We do not find that Section 284 is materially different from the general law, F.S. Chapter 170, F.S.A. providing a supplemental method of making local improvements, or that it was differently applied in apportioning the costs of the road project on the front foot basis. The constitutionality of Chapter 170 has been upheld, as well as its application for assessing costs on a front foot basis. Similarly, Section 284 should be upheld.

From the unrebutted record showing of the City, it presumptively appears the Appellants, abutting property owners, received special benefits from the road improvement in not less than the amount of the assessment.

*253In City of Treasure Island v. Strong, Fla.1968, 215 So.2d 473, at 478, this Court stated:

“When * * * the Legislature authorizes construction of a particular improvement which by its nature is designed essentially to afford special or peculiar benefits to abutting and other property within the protective proximity of the improvement, it is presumed that special and peculiar benefits may or will accrue to the properties so situated, and upon this theory special assessments are permitted without an express finding or determination by the City that the property will be benefited.”

Street improvements have been held to provide such special benefits to abutting landowners (Atlantic Coast Line R. Co. v. City of Gainesville, 1922, 83 Fla. 275, 91 So. 118); there was no need, therefore, for the City to make an express showing of special benefits received by Appellants.

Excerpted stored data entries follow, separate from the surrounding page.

PR #891, opened 2015-10-13
comms: Send multicast packets to all interfaces [v3]

lpereira:
Changes from v2:
*  Use a different approach with `setsockopt()` and `getsockopt()` instead of ancillary messages

On multi-homed systems, OIC discovery messages were being sent to only one interface, often not the desired one.  Because of this, it would fail to find devices.

Modify sol_socket::sendmsg() so that, whenever sending data to a multicast address, it loops through all interfaces that are running and multicast capable, setting `IP_MULTICAST_IF` or `IPV6_MULTICAST_IF` (as appropriate per the address family), sending the packet, and then
restoring the original option.

This change is only required in the Linux implementation at the moment, and is completely transparent on an API level.

### DIFF
--- a/src/lib/comms/sol-socket-impl-linux.c
+++ b/src/lib/comms/sol-socket-impl-linux.c
@@ -251,6 +251,113 @@ sol_socket_recvmsg(struct sol_socket *s, void *buf, size_t len, struct sol_netwo
     return r;
 }
 
+static bool
+sendmsg_multicast_addrs(int fd, struct sol_network_link *net_link,
+    struct msghdr *msg)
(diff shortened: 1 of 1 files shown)


bdilly:
lgtm

I've tested it our regular development configuration (using a dev board connected via usbethernet), while client had other interfaces, and it worked just fine.

lpereira:
Awesome. I'll address @vcgomes concerns and merge the patch ASAP. Thanks for the test and review!

lpereira:
Merged, thanks!

PR #893, opened 2015-10-13
http:server: Document the api

ceolin:


lpereira:
Rubberstamp+.

src/lib/comms/include/sol-http-server.h
```diff
@@ -56,25 +56,126 @@ extern "C" {
 struct sol_http_server;
 struct sol_http_request;
 
+/**
+ * It creates a http's server on that will bind on all interfaces in the given port.
```
lpereira: HTTP. It's an acronym. No need to start with `It`:

   Creates an HTTP server, binding on all interfaces at the specified @port.

src/lib/comms/include/sol-http-server.h
```diff
@@ -56,25 +56,126 @@ extern "C" {
...
+ * same port will result in fail.
+ *
+ * @param port The port where the server will bind.
+ *
+ * @return a handle to the server on success, otherwise @c NULL is returned.
+ */
 struct sol_http_server *sol_http_server_new(uint16_t port);
+
+/**
+ * Deletes the server and consequently all handlers and dir added.
```
lpereira: Will it also destroy the directories I've added, removing all the files contained therein? That sounds dangerous.

src/lib/comms/include/sol-http-server.h
```diff
@@ -56,25 +56,126 @@ extern "C" {
...
+ * return automatically a response with the code 304 (not modified) when the request contains the header
+ * If-Since-Modified greater than the value given in this function.
+ *
+ * @param server The value got with @c sol_http_server_new
+ * @param path The same path given on @c sol_http_server_register_handler
+ * @param modified The time it was modified
+ *
+ * @return '0' on success, error code (always negative) otherwise.
+ */
 int sol_http_server_set_last_modified(struct sol_http_server *server, const char *path, time_t modified);
```
lpereira: Is that global per instance of the server? I don't get how this API would be useful...

src/lib/comms/include/sol-http-server.h
ceolin: nope, i want to say that is not need remove the added dirs

lpereira: I know, but the documentation is dubious and scary-sounding. I'd just say that this destroys the server instance, leaving the removal of handlers and directory references implicit.

src/lib/comms/include/sol-http-server.h
ceolin: nope, it's path's specific

src/lib/comms/include/sol-http-server.h
ceolin: ack

ceolin:
merged with the fixes. Thanks

src/lib/comms/include/sol-http-server.h
barbieri: then you should always get from `struct stat::st_mtime`

lpereira: If `path` is a file, then,  yeah, it's possible. Otherwise, it doesn't make much sense.

barbieri: are we able to server something that is not a file?

if we're generating index.html, then we can use the newest file as the index.html mtime.

PR #894, opened 2015-10-13
crypto/message-digest: add common infrastructure, improve non-threaded.

barbieri:
this moves the common bits from linux-kcapi and openssl to a single
file, allows that cumbersome core to be shared with other
implementations.

it also introduces a maximum limit per feed if not using threads, this
way we avoid locking the main loop for too long.

### DIFF
--- a/src/test/test-message-digest.c
+++ b/src/test/test-message-digest.c
@@ -1,0 +1,405 @@
+/*
+ * This file is part of the Soletta Project
+ *
+ * Copyright (C) 2015 Intel Corporation. All rights reserved.
+ *
+ * Redistribution and use in source and binary forms, with or without
+ * modification, are permitted provided that the following conditions
+ * are met:
+ *
+ *   * Redistributions of source code must retain the above copyright
+ *     notice, this list of conditions and the following disclaimer.
+ *   * Redistributions in binary form must reproduce the above copyright
+ *     notice, this list of conditions and the following disclaimer in
+ *     the documentation and/or other materials provided with the
+ *     distribution.
+ *   * Neither the name of Intel Corporation nor the names of its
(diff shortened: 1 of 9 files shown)


barbieri:
updated to include tests and a fix to coverity issue CID 131380

src/test/test-message-digest.c
```diff
@@ -0,0 +1,405 @@
...
+
+static void
+test_md5_single(void)
+{
+    /* note: mem includes string trailing null byte */
+    static const struct md_test md5_single_test[] = {
+        MD_TEST("md5", SOL_STR_SLICE_EMPTY, "test", "e2a3e68d23ce348b8f68b3079de3d4c9"),
+        MD_TEST("md5", SOL_STR_SLICE_EMPTY, "long line of text bla bla bla more text here yada yada", "18511ce4f220de4744390ca3ae72873f"),
+        MD_TEST("md5", SOL_STR_SLICE_EMPTY, big_blob_of_zeros, "ab893875d697a3145af5eed5309bee26"),
+        MD_TEST("md5", SOL_STR_SLICE_EMPTY, big_blob_of_chars, "9a36eacb09f8e98e103e9ee897f8e31c"),
```
lpereira: I"d also test for the empty string (which should evaluate to `d41d8cd98f00b204e9800998ecf8427e`).

ibriano:
Seems fine

barbieri:
pushed to master a rebased and reordered patch (moving the kcapi fix earlier).

It adds the hash for zero-sized memory as requested by @lpereira.

It fixes a bug for the chunked content test that would leave a timer to be called after the context was deleted, causing a bug in the test code (not the tested code). Now keep a reference to the timer and delete it alongside with chunked_ctx.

The assessments could be overturned by the courts only if there were a showing that there was “an arbitrary and unwarranted exercise of the legislative power or some denial of the equal protection of the laws in the method of exercising it.” (Atlantic Coast Line, 91 So. at 122. See also Klein v. City of New Smyrna Beach, Fla. 1963, 152 So.2d 466; Rosche v. City of Hollywood, Fla. 1952, 55 So.2d 909; Meyer v. City of Oakland Park, Fla. 1969, 219 So. 2d 417, and City of Hallandale v. Meekins, Fla.App., 237 So.2d 318.) None was shown in the instant case. Each property owner’s proportion of the cost of the street improvement was determined by the front foot rule. This has traditionally been upheld as a fair and reasonable means of determining assessments. (Atlantic Coast Line, supra.)

The judgment of the lower court is affirmed.

ROBERTS, C. J., and CARLTON, ADKINS and BOYD, JJ., concur.

. “Section 284. Preliminary assessment roll.

(3) An apportionment, as between the City and property, of the cost of each improvement, to he computed as follows, incidental expense to be apportioned in the same proportion.
IN STREET IMPROA'EJIENTS
“(A) To the City shall be apportioned that part of the cost of street improvements at intersections. The word ‘intersection’ shall be deemed to include not only that part of a street which is common to another street, but also that portion of a street which would be embraced within the extension of another street entering into it or meeting it if such other street should be extended.
“(B) To abutting property shall be apportioned the remaining cost of street improvements.”